The basic step consisted of four hopping steps sideways with the feet well apart, first on one leg, then the other with a characteristic rise on the ball of the foot, followed by a drop upon the heel. The dance was embellished with scissor-like flicks of the feet and fast trotting actions with abrupt stops.

It has been said that dancers John Jarrott and Louise Gruenning introduced this dance as well as the Grizzly Bear at Ray Jones Café in Chicago, Illinois around 1909. Another theory states that it originated on the Barbary Coast, San Francisco, California. Joseph M. Daly wrote music for the dance in 1912. Irene and Vernon Castle raised its popularity by dancing the Turkey Trot in the Broadway show The Sunshine Girl.

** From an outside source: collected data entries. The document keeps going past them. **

PR #223, opened 2024-08-16
Add more informative titles to project files

bparks13:
Instead of using the namespace as the title for each project (i.e., `OpenEphys.Onix1`), give a more informative and user-friendly title (e.g., `Bonsai Onix1 - Open Ephys`).

### DIFF
--- a/.gitignore
+++ b/.gitignore
@@ -1,6 +1,7 @@
-.vs/
+.vs*/
 /artifacts/
 .bonsai/Packages/
 .bonsai/*.exe
 .bonsai/*.exe.settings
 .bonsai/*.exe.WebView2/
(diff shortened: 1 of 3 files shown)


bparks13:
We have decided not to modify the titles, since most package managers do not actually use the title, but rather the ID. This includes in-development changes to the Bonsai package manager. Rather, the description should (and already does) specify that this is a Bonsai library.

Future work will include specifying the [PackageType](https://learn.microsoft.com/en-us/nuget/create-packages/set-package-type?tabs=dotnet) as `Dependency;BonsaiLibrary` to allow differentiation between regular NuGet packages and Bonsai-specific packages.

PR #287, opened 2024-09-04
Improve the shutdown behavior

jonnew:
- This commit addresses two issues
- The first is that if there was an exception setting block read or write sizes, contextConfiguration within ContextTask was not disposed. This lead to a deadlock that required the process to be restarted even if the offending parameter was changed.
- When addressing this, I noticed that there may be a more general issue that is documented on line 314 of ContextTask. The general issue is that contextConfiguration must always be disposed, and there are (unlikely) ways that it might not be.
- Additionally, I improved the error messages presented when a ReadSize or WriteSize exception occurred indicating what value the user needs to use.
- The second issue was that when a hub was configured as a passthrough device, it was not reset to a stanard hub when acqusition was stopped. This could cause issues because the raw device used by passthroughs is a member of hub zero and could lead to huge required block read sizes even a headstage was no longer present. To address this, I simply returned an active disposable whose action is to reset the port to standard mode fro source.CoonfigureHost in ConfigurePortController, rather than Disposable.Empty, which did nothing.


bparks13 (approved):
Looks good, I'm assuming this has been tested and is working appropriately for both the Passthrough State and handling exceptions while creating the context.

Issue #283, opened 2024-09-03
StreamReader arguments in NeuropixelsV1Helper.ParseAdcCalibrationFile() and ParseGainCalibrationFile() should be a path


jonnew:
The `file` input argument in the following functions:  

https://github.com/open-ephys/onix-bonsai-onix1/blob/3fdcec67f5f5d548ddf9125d7859565b55a48d08/OpenEphys.Onix1/NeuropixelsV1Helper.cs#L21

https://github.com/open-ephys/onix-bonsai-onix1/blob/3fdcec67f5f5d548ddf9125d7859565b55a48d08/OpenEphys.Onix1/NeuropixelsV1Helper.cs#L65

should either be a `FileStream` or a `string` indicating a path. StreamReader is to general because calibration data is always provided in a file and this function call expects to start from the beginning of the stream. This will require a change in the public API.

bparks13:
These methods have been marked as `[Obsolete]` in #291, but will not be modified/removed until 1.0.0.

jonnew:
This will be addressed in #304. Im closing since in reality its already addressed in #291.

PR #291, opened 2024-09-05
Add validation of Neuropixels calibration files

### LINKED ISSUE #228: Check that Neuropixels Calibration files match an expected format
Anytime we are opening a file to read data, we should ensure that the file matches an expected format so that it doesn't throw any weird exceptions.

For example, when checking [`NeuropixelsV2e` gain correction files](https://github.com/open-ephys/onix-bonsai-onix1/blob/048e90edb498b3827d97d2e4c6d5e43e4c12cd59/OpenEphys.Onix1/NeuropixelsV2.cs#L116), an incorrectly formatted file leads to weird exceptions that are not very useful for the end user.

There are other areas where we pull data from files without checking if they match some expected format; we can use this issue as a meta-issue to track individual areas where this might be necessary to add some logic for checking file formats.

Related: All GUI functions that are touching the same files should not reimplement logic, but should call these new checking functions and loading functions from the base library.

### LINKED ISSUE #232: Neuropixels V1e and V2e file parsing in the Design library
For `NeuropixelsV1e` and `NeuropixelsV2e`, there are several files that need to be parsed when running the workflow for proper data acquisition.

In the GUIs, we would like to parse these files and display relevant information to the user graphically, but currently the parsing functions can throw exceptions that shut down the GUI immediately. To fix this, we need to create some `NeuropixelsVXCalibrationFile.Validate` methods that take in the filepath, and return `true` or `false` without throwing an exception. If the files pass these validation tests, we can pass to the parsers without fear of an exception being thrown.

From @jonnew: "basically we want to define rigid schemas for each type of file. These can be `nothrow` style functions that just catch exceptions and return true or false if a file can be parsed correctly."

bparks13:
In this PR, the calibration files for `NeuropixelsV1e`, `NeuropixelsV2e`, and `NeuropixelsV2eBeta` are now validated using a custom `TryParse` method. This applies to the ADC / gain calibration files for `NeuropixelsV1e`, and the gain calibration file for `NeuropixelsV2e`/`NeuropixelsV2eBeta`. 

The `TryParse` method will validate that the file exists and can be opened, that there are the correct number of elements, and that each element is able to be parsed into the correct type. For example, the first line in each file should contain a single element, and it should be `ulong` for the serial number. Other elements include the channel number, gain correction value at different gain levels, or ADC values.

Fixes #228 

Related to #283, existing public methods for `NeuropixelsV1e` have been marked as obsolete, since they took a `StreamReader` as an argument instead of the filepath. These methods are not removed or modified, since doing so would be a major revision.

In addition to creating the `TryParse` method, this PR also takes advantage of these new methods by adding the correction values back into the various dialogs so that the user can view the ADC values and gain corrections that will be applied to the data based on the current gains selected. These are added at all dialog levels, so that anytime a file is selected, the gain will be updated in a textbox. For ADC values, instead of being in a tab like they were previously, they are now opened in a new window when a button is pressed. This window is modal, so the rest of the GUI is nonfunctional until the ADC window is closed. 

Fixes #232 

While adding control elements, including a status bar to display the serial number, there were some small quality-of-life changes made to control sizes.

### DIFF
--- a/OpenEphys.Onix1/NeuropixelsV1Helper.cs
+++ b/OpenEphys.Onix1/NeuropixelsV1Helper.cs
@@ -9,7 +9,164 @@ namespace OpenEphys.Onix1
     /// </summary>
     public static class NeuropixelsV1Helper
     {
-        internal const int NumberOfGains = 8;
+        internal const int NumberOfGainFactors = 8;
+        internal const int NumberOfAdcParameters = 8;
+
+        /// <summary>
+        /// Tries to parse the ADC calibration file.
+        /// </summary>
+        /// <remarks>
+        /// Checks if the given filename points to a real file, and checks each individual element:
+        /// <para>
+        /// 1) Serial number as the first line.
+        /// </para>
+        /// <para>
+        /// 2) All remaining lines (32 lines) contain the ADC correction values for each ADC. First is the ADC number,
+        /// followed by the <see cref="NeuropixelsV1eAdc"/> values. All elements are separated by commas, and each element is a valid 
+        /// integer value.
+        /// </para>
+        /// </remarks>
+        /// <param name="adcCalibrationFile">String defining the path to the ADC calibration file.</param>
+        /// <returns><see cref="NeuropixelsV1eAdcCalibration"/> object that contains the ADC calibration values. This object is null if the file was not successfully parsed.</returns>
+        public static NeuropixelsV1eAdcCalibration? TryParseAdcCalibrationFile(string adcCalibrationFile)
+        {
+            if (!File.Exists(adcCalibrationFile)) return null;
+
+            var lines = File.ReadLines(adcCalibrationFile);
+
+            if (lines.Count() != NeuropixelsV1e.AdcCount + 1) return null;
+            if (!ulong.TryParse(lines.ElementAt(0), out var serialNumber)) return null;
+
+            if (!lines
+                .Skip(1)
+                .Select(l =>
+                {
+                    var ok = int.TryParse(l.Split(',')[0], out int adcNumber);
+                    return (Ok: ok, AdcNumber: adcNumber);
+                })
+                .Where(l => l.Ok)
+                .Select(l => l.AdcNumber)
+                .SequenceEqual(Enumerable.Range(0, NeuropixelsV1e.AdcCount))) return null;
+
+            var adcs = lines
+                       .Skip(1)
+                       .Select(l =>
+                       {
+                           var calibrationValues = l
+                                                   .Split(',')
+                                                   .Skip(1)
+                                                   .Select(p =>
+                                                   {
+                                                       var ok = int.TryParse(p, out int param);
+                                                       return (Ok: ok, Param: param);
+                                                   })
+                                                   .Where(l => l.Ok)
+                                                   .Select(l => l.Param);
+
+                           return calibrationValues.Count() == NumberOfAdcParameters
+                           ? null
+                           : new NeuropixelsV1eAdc {
+                               CompP = calibrationValues.ElementAt(0),
+                               CompN = calibrationValues.ElementAt(1),
+                               Slope = calibrationValues.ElementAt(2),
+                               Coarse = calibrationValues.ElementAt(3),
+                               Fine = calibrationValues.ElementAt(4),
+                               Cfix = calibrationValues.ElementAt(5),
+                               Offset = calibrationValues.ElementAt(6),
+                               Threshold = calibrationValues.ElementAt(7)
+                           };
+                       });
+
+            return adcs.Any(adc => adc == null) ? null : new(serialNumber, adcs.ToArray());
+        }
+
+        /// <summary>
+        /// Tries to parse the gain calibration file.
+        /// </summary>
+        /// <remarks>
+        /// Checks if the given filename points to a real file, and checks each individual element:
+        /// <para>
+        /// 1) Serial number as the first line.
+        /// </para>
+        /// <para>
+        /// 2) All remaining lines (384 lines) contain the gain correction values for each channel. First is the channel number,
+        /// followed by the <see cref="NeuropixelsV1Gain"/> values. All elements are separated by commas, and each element is a valid 
+        /// double value. After the channel number, the first 8 values are AP gain corrections, related to the spike-band, and the last 8 values
+        /// are LFP gain corrections, for the LFP band.
+        /// </para>
+        /// </remarks>
+        /// <param name="gainCalibrationFile">String defining the path to the gain calibration file.</param>
+        /// <param name="apGain">Current <see cref="NeuropixelsV1Gain"/> for the AP data.</param>
+        /// <param name="lfpGain">Current <see cref="NeuropixelsV1Gain"/> for the LFP data.</param>
+        /// <returns><see cref="NeuropixelsV1eGainCorrection"/> object that contains the AP and LFP gain correction values. This object is null if the file was not successfully parsed.</returns>
+        public static NeuropixelsV1eGainCorrection? TryParseGainCalibrationFile(string gainCalibrationFile, NeuropixelsV1Gain apGain, NeuropixelsV1Gain lfpGain)
+        {
+            if (!File.Exists(gainCalibrationFile)) return null;
+
+            var lines = File.ReadLines(gainCalibrationFile);
+
+            if (lines.Count() != NeuropixelsV1e.ElectrodeCount + 1) return null;
+            if (!ulong.TryParse(lines.ElementAt(0), out var serialNumber)) return null;
+
+            if (!lines
+                .Skip(1)
+                .Select(l =>
+                {
+                    var ok = int.TryParse(l.Split(',')[0], out var channel);
+                    return (Ok: ok, Channel: channel);
+                })
+                .Where(l => l.Ok)
+                .Select(l => l.Channel)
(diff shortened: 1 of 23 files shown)


jonnew (changes requested):
I added some suggestions for improving the conciseness and strictness of the code. They pertain to np 2.0 but the same suggestions can brough to 1.0 if you think they are good changes.

OpenEphys.Onix1/NeuropixelsV2Helper.cs
```diff
@@ -0,0 +1,69 @@
...
+        /// 1) Serial number as the first line.
+        /// </para>
+        /// <para>
+        /// 2) All remaining lines (384 lines) are an integer and a double value, separated by a comma.
+        /// The integer defines the channel number, and the double is the gain calibration value for that channel.
+        /// </para>
+        /// </remarks>
+        /// <param name="gainCalibrationFile">String containing the path to the gain calibration file.</param>
+        /// <returns><see cref="NeuropixelsV2GainCorrection"/> object that contains the gain correction value. This object is null if the file was not successfully parsed.</returns>
+        public static NeuropixelsV2GainCorrection? TryParseGainCalibrationFile(string gainCalibrationFile)
```
jonnew, line 25: Apparently I didn't add this comment to my lat review. I'm retyping it now.

This funciton can be made stricter and my consise by using Linq. Here is an example that checks if the file has the right number of lines, that channels in the file are in order and that every gain value is the same, all of which are assumed by us when performing data correction:

```csharp
public static NeuropixelsV2GainCorrection? TryParseGainCalibrationFile(string gainCalibrationFile)
{
    if (!File.Exists(gainCalibrationFile)) return null;
    var lines = File.ReadLines(gainCalibrationFile);
    if (lines.Count() != 385) return null;
    if (!ulong.TryParse(lines.ElementAt(0), out var serialNumber)) return null;

    if (!lines
        .Skip(1)
        .Select(l =>
        {
            var s = l.Split(',')[0];
            int.TryParse(s, out var channel);
            return channel;
        })
        .SequenceEqual(Enumerable.Range(0, 384))) return null;

    var gains = lines.Skip(1)
                     .Select(l =>
                     {
                         var s = l.Split(',')[1];
                         double.TryParse(s, out var gainCorrection);
                         return gainCorrection;
                     })
                     .Distinct();

    return gains.Count() == 1 ? new(serialNumber, gains.ElementAt(0)) : null;
}
```

Similar technique can be brought to 1,0 parsing stuff

OpenEphys.Onix1/NeuropixelsV1Helper.cs
```diff
@@ -10,6 +11,150 @@ namespace OpenEphys.Onix1
...
+                                    Fine = calibrationValues.ElementAt(4),
+                                    Cfix = calibrationValues.ElementAt(5),
+                                    Offset = calibrationValues.ElementAt(6),
+                                    Threshold = calibrationValues.ElementAt(7)
+                                };
+                            });
+
+            if (adcs.Any(adc => adc == null)) return null;
+
+            return new(serialNumber, adcs.ToArray());
```
jonnew, line 84: Why does lazyness (see below) matter with linq? Because linq is lazy. Right here, in `ToArray()` linq will say, "dang it, i cant just hold a bunch iterators anymore I need to actually come up with something." It will ask the for the first element. Lets say that's badly formatted, then the null check above will fail and the file will be closed after reading a single line. 

For applications that don't need determinism and want to reduce their memory footprint, lazy evaluation is superior.

OpenEphys.Onix1/NeuropixelsV1Helper.cs
```diff
@@ -10,6 +11,150 @@ namespace OpenEphys.Onix1
...
+                    int.TryParse(s, out var channel);
+                    return channel;
+                })
+                .SequenceEqual(Enumerable.Range(0, NeuropixelsV1e.ElectrodeCount))) return null;
+
+            var apIndex = Array.IndexOf(Enum.GetValues(typeof(NeuropixelsV1Gain)), apGain) + 1;
+            var apGainCorrections = lines.Skip(1)
+                                         .Select(l =>
+                                         {
+                                             var s = l.Split(',')[apIndex];
```
jonnew, line 134: This will throw if apIndex is out of range

OpenEphys.Onix1/NeuropixelsV1Helper.cs
```diff
@@ -10,6 +11,150 @@ namespace OpenEphys.Onix1
...
+        /// </para>
+        /// <para>
+        /// 2) All remaining lines (32 lines) contain the ADC correction values for each ADC. First is the ADC number,
+        /// followed by the <see cref="NeuropixelsV1eAdc"/> values. All elements are separated by commas, and each element is a valid 
+        /// integer value.
+        /// </para>
+        /// </remarks>
+        /// <param name="adcCalibrationFile">String defining the path to the ADC calibration file.</param>
+        /// <returns><see cref="NeuropixelsV1eAdcCalibration"/> object that contains the ADC calibration values. This object is null if the file was not successfully parsed.</returns>
+        public static NeuropixelsV1eAdcCalibration? TryParseAdcCalibrationFile(string adcCalibrationFile)
```
jonnew, line 32: Here is a replacement function that takes some of what you've done and gets rid of the unnecessary exception catching and magic return codes. 

``` csharp
        public static NeuropixelsV1eAdcCalibration? TryParseAdcCalibrationFile(string adcCalibrationFile)
        {
            if (string.IsNullOrEmpty(adcCalibrationFile)) return null;
            if (!File.Exists(adcCalibrationFile)) return null;

            var lines = File.ReadLines(adcCalibrationFile); 

            if (lines.Count() != NeuropixelsV1e.AdcCount + 1) return null;
            if (!ulong.TryParse(lines.ElementAt(0), out var serialNumber)) return null;

            if (!lines
                .Skip(1)
                .Select(l =>
                {
                    var ok = int.TryParse(l.Split(',')[0], out var adcNumber);
                    return (Ok: ok, Adc: adcNumber);
                })
                .Where(l => l.Ok)
                .Select(l => l.Adc)
                .SequenceEqual(Enumerable.Range(0, NeuropixelsV1e.AdcCount))) return null;

            var adcs = lines.Skip(1)
                            .Select(l =>
                            {
                                var calibrationValues = l.Split(',')
                                                         .Skip(1)
                                                         .Select(e =>
                                                         {
                                                             var ok = int.TryParse(e, out int param);
                                                             return (Ok: ok, Param: param);
                                                         })
                                                         .Where(l => l.Ok)
                                                         .Select(l => l.Param);

                                return calibrationValues.Count() != NumberOfAdcParameters
                                    ? null
                                    : new NeuropixelsV1eAdc {
                                        CompP = calibrationValues.ElementAt(0),
                                        CompN = calibrationValues.ElementAt(1),
                                        Slope = calibrationValues.ElementAt(2),
                                        Coarse = calibrationValues.ElementAt(3),
                                        Fine = calibrationValues.ElementAt(4),
                                        Cfix = calibrationValues.ElementAt(5),
                                        Offset = calibrationValues.ElementAt(6),
                                        Threshold = calibrationValues.ElementAt(7)
                                    };
                            });

            return adcs.Any(adc => adc == null) ?  null : new(serialNumber, adcs.ToArray());
        }
```

OpenEphys.Onix1/NeuropixelsV1Helper.cs
```diff
@@ -10,6 +11,150 @@ namespace OpenEphys.Onix1
...
+                                         .Distinct();
+
+            if (apGainCorrections.Count() == 2) apGainCorrections = apGainCorrections.Where(val => val != 1.0);
+            if (apGainCorrections.Count() != 1) return null;
+
+            var lfpIndex = Array.IndexOf(Enum.GetValues(typeof(NeuropixelsV1Gain)), lfpGain) + 1 + NumberOfGains;
+            var lfpGainCorrections = lines.Skip(1)
+                                          .Select(l =>
+                                          {
+                                              var s = l.Split(',')[lfpIndex];
```
jonnew, line 147: This will throw if apIndex is out of range.

OpenEphys.Onix1/NeuropixelsV1Helper.cs
```diff
@@ -10,6 +11,150 @@ namespace OpenEphys.Onix1
...
+        /// followed by the <see cref="NeuropixelsV1Gain"/> values. All elements are separated by commas, and each element is a valid 
+        /// double value. After the channel number, the first 8 values are AP gain corrections, related to the spike-band, and the last 8 values
+        /// are LFP gain corrections, for the LFP band.
+        /// </para>
+        /// </remarks>
+        /// <param name="gainCalibrationFile">String defining the path to the gain calibration file.</param>
+        /// <param name="apGain">Current <see cref="NeuropixelsV1Gain"/> for the AP data.</param>
+        /// <param name="lfpGain">Current <see cref="NeuropixelsV1Gain"/> for the LFP data.</param>
+        /// <returns><see cref="NeuropixelsV1eGainCorrection"/> object that contains the AP and LFP gain correction values. This object is null if the file was not successfully parsed.</returns>
+        public static NeuropixelsV1eGainCorrection? TryParseGainCalibrationFile(string gainCalibrationFile, NeuropixelsV1Gain apGain, NeuropixelsV1Gain lfpGain)
```
jonnew, line 106: Have a look at adc parser for inspiration on how this can be improved

jonnew (changes requested):

jonnew (approved):
I made some minor modifications. This is ready to merge, I think.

It achieved popularity chiefly as a result of its being denounced by the Vatican. It was thought that the positions assumed by the dancers were offensively suggestive. Conservative members of society felt the dance promoted immorality and tried to get it banned at public functions, which only served to increase its popularity.

There were news reports of dancers being fined because "their Turkey Trots were interpreted by the courts as disorderly conduct." In another instance, fifteen working girls were fired from their jobs with the Philadelphia song publisher Curtis Publishing when they were caught doing the turkey trot, although it was during their lunch break.
==In popular culture==

The song "Let's Turkey Trot" by "Little Eva" Boyd and the Cookies reached number 20 on the Billboard Hot 100 in February 1963, fifty years after the dance step's heyday.